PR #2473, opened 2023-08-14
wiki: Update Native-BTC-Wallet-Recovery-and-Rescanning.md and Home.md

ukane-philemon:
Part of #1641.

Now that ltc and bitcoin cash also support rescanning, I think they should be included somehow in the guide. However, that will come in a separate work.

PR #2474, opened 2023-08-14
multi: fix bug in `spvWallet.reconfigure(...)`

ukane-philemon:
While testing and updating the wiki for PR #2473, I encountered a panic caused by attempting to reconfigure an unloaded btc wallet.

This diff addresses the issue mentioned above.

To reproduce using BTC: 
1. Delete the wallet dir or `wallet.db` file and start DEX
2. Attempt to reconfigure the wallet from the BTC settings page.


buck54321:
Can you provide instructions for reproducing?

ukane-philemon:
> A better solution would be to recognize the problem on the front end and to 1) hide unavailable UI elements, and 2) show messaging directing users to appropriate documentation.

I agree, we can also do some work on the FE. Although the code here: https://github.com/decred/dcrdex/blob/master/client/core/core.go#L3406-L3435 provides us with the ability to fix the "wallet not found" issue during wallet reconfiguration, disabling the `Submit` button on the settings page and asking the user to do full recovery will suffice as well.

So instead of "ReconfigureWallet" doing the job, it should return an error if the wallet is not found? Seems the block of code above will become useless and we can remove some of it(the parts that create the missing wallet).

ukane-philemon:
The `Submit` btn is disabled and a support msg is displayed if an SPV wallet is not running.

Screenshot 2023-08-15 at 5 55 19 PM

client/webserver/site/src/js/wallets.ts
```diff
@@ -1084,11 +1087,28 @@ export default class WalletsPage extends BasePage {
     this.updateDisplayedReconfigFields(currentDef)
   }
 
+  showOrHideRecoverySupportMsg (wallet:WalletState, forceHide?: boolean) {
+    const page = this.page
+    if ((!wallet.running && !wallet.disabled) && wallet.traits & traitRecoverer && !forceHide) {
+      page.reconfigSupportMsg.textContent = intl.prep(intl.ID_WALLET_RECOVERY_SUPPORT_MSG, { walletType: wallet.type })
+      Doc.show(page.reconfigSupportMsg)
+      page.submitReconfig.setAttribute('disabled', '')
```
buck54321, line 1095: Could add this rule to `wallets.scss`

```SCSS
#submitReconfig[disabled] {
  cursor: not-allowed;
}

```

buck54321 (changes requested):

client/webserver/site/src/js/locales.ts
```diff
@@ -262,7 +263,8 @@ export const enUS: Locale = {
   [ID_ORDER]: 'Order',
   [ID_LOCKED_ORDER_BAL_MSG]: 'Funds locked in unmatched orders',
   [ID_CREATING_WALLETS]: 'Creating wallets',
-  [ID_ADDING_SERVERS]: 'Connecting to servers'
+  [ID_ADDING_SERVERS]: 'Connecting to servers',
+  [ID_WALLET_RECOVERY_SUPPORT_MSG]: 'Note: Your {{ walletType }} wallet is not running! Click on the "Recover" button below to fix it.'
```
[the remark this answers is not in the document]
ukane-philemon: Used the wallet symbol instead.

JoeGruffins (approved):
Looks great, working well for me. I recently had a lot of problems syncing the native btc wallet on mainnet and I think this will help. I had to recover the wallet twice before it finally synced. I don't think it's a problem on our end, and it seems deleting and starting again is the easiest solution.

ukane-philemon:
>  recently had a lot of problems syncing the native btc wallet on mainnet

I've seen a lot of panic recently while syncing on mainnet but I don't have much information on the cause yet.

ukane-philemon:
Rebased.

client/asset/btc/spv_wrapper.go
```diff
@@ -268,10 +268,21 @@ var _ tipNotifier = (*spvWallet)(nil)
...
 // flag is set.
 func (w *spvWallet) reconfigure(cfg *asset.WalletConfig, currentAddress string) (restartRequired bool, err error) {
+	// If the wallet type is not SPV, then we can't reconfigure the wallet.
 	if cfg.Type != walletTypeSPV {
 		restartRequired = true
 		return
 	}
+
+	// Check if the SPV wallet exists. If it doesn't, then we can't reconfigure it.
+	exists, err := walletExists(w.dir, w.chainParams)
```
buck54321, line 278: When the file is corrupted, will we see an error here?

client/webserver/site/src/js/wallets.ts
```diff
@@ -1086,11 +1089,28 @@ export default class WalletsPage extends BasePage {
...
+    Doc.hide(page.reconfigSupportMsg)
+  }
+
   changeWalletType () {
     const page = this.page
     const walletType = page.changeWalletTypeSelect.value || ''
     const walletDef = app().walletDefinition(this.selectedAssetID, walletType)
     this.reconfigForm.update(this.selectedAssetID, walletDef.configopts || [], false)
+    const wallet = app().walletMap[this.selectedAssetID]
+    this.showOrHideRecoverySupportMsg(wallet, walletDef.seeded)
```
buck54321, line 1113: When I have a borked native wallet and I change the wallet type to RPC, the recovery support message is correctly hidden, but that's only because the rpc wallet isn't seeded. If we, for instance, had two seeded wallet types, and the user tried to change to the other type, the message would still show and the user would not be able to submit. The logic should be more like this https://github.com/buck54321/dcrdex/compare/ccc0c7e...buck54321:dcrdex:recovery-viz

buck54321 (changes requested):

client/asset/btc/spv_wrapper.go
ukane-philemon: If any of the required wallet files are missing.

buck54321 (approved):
===============
What this task involves. Using the data above, print exactly the lines from the line that contains "While testing and" through the line that contains "to appropriate documentation.", with both included.

Response box.
While testing and updating the wiki for PR #2473, I encountered a panic caused by attempting to reconfigure an unloaded btc wallet.

This diff addresses the issue mentioned above.

To reproduce using BTC: 
1. Delete the wallet dir or `wallet.db` file and start DEX
2. Attempt to reconfigure the wallet from the BTC settings page.


buck54321:
Can you provide instructions for reproducing?

ukane-philemon:
> A better solution would be to recognize the problem on the front end and to 1) hide unavailable UI elements, and 2) show messaging directing users to appropriate documentation.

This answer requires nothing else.